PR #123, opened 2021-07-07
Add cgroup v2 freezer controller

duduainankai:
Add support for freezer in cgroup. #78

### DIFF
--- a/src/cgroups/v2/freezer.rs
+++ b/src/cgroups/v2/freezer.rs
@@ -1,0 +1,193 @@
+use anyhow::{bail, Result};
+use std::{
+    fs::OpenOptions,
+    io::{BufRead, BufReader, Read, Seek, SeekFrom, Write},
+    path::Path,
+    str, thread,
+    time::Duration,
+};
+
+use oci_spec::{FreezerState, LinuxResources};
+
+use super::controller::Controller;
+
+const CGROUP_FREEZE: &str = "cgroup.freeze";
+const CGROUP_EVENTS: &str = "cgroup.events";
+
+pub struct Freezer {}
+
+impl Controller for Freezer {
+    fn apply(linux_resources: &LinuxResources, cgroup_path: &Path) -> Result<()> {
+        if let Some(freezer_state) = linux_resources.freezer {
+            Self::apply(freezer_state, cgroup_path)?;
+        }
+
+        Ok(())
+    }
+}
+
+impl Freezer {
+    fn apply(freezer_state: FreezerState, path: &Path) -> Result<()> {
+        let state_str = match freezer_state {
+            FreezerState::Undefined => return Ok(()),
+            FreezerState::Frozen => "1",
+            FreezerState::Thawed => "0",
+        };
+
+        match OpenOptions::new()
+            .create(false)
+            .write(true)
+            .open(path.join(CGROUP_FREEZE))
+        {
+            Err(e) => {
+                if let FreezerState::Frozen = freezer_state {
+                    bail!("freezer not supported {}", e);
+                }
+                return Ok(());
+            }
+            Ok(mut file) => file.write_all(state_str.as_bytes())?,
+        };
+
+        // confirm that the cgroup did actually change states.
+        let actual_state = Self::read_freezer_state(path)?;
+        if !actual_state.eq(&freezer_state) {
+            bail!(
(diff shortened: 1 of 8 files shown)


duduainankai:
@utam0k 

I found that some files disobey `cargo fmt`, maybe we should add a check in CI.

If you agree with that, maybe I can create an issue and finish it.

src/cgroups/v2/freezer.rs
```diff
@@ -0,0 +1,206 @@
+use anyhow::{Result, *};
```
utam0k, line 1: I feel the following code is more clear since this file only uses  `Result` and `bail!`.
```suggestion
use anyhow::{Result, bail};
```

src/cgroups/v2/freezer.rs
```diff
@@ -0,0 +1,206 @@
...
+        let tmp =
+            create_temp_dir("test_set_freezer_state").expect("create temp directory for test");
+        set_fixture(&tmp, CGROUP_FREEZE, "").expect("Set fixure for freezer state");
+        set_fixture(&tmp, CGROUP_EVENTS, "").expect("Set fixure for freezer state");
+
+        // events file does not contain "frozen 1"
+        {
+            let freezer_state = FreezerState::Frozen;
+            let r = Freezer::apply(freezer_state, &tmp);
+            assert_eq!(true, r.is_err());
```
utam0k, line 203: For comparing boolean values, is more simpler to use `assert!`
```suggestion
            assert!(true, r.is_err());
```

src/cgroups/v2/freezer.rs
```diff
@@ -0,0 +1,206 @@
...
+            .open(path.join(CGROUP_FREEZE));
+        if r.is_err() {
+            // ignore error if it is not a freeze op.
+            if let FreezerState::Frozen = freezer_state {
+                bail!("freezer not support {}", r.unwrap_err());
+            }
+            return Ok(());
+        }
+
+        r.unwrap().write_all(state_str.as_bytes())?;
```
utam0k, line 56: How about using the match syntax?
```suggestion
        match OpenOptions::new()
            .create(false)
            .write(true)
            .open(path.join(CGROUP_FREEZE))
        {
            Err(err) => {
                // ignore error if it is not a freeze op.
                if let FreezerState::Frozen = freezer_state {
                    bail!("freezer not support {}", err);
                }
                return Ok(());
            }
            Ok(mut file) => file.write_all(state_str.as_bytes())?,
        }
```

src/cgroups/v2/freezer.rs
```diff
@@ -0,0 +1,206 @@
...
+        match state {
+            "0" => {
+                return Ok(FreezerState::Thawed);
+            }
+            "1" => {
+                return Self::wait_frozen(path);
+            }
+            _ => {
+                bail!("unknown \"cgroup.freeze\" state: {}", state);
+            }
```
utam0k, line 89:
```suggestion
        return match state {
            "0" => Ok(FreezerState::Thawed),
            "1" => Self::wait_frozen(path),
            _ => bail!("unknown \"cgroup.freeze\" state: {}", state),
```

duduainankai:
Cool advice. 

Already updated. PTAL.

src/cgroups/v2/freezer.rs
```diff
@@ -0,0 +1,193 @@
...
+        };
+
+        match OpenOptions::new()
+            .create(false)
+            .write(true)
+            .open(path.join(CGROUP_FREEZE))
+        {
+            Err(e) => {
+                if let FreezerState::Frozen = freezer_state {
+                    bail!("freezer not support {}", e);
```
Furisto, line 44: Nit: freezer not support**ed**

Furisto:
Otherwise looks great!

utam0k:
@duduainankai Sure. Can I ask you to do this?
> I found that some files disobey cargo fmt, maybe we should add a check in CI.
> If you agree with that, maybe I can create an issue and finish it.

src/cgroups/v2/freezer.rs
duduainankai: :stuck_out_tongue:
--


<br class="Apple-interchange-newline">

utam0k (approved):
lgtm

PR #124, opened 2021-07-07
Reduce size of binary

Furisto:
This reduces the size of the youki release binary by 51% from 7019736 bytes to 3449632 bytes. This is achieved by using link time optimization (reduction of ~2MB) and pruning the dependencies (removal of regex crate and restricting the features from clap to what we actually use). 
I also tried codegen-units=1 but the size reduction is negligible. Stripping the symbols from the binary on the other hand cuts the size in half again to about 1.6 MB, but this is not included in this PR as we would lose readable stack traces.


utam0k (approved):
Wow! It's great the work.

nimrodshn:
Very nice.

============

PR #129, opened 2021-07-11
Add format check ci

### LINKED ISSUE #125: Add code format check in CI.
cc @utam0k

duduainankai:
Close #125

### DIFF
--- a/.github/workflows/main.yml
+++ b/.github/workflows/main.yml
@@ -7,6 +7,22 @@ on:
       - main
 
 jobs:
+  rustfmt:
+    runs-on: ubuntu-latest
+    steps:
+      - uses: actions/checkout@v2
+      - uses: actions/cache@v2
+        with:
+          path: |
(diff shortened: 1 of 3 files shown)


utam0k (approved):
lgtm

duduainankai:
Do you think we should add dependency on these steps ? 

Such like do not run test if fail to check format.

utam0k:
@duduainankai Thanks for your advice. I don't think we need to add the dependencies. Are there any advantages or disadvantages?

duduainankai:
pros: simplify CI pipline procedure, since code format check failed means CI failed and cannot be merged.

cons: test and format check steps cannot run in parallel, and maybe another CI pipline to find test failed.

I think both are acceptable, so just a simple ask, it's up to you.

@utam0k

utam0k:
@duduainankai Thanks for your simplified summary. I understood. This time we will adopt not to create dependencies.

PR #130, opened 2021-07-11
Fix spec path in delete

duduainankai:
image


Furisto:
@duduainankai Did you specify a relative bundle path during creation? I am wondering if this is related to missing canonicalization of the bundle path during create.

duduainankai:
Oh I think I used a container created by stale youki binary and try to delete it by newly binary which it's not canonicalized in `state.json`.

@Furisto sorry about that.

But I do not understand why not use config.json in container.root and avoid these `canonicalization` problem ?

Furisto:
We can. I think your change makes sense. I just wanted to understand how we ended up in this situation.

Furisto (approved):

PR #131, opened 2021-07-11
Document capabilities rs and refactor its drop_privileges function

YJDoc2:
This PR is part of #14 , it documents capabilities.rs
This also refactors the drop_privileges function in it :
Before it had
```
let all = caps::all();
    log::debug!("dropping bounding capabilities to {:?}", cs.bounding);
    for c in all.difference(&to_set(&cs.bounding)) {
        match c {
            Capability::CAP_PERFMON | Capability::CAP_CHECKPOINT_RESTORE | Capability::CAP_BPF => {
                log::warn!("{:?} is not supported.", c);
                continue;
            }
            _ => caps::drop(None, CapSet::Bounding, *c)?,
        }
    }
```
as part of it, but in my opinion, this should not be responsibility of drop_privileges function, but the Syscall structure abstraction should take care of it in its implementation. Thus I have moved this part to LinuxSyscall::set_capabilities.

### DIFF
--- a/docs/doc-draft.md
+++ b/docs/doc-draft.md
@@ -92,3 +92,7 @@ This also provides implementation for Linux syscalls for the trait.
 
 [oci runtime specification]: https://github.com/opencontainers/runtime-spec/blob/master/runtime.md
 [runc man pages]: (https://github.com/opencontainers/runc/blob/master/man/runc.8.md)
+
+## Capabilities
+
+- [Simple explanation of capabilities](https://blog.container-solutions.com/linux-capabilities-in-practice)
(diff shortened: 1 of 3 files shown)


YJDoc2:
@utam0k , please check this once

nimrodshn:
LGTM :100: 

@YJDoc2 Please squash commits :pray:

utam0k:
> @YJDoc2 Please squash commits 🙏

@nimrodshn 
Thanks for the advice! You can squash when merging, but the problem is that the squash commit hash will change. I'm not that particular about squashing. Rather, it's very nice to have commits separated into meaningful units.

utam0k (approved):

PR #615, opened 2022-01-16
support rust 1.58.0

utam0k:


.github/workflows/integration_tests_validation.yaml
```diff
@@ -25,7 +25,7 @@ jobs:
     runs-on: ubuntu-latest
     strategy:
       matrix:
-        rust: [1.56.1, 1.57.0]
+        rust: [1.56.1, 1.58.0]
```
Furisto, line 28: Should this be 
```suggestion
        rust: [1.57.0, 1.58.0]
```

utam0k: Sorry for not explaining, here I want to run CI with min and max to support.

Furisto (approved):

============

> _EXERCISE_: Pull out every line of the records that includes the string "disobey".

> _SOLUTION TO THE PROBLEM_:
I found that some files disobey `cargo fmt`, maybe we should add a check in CI.
> I found that some files disobey cargo fmt, maybe we should add a check in CI.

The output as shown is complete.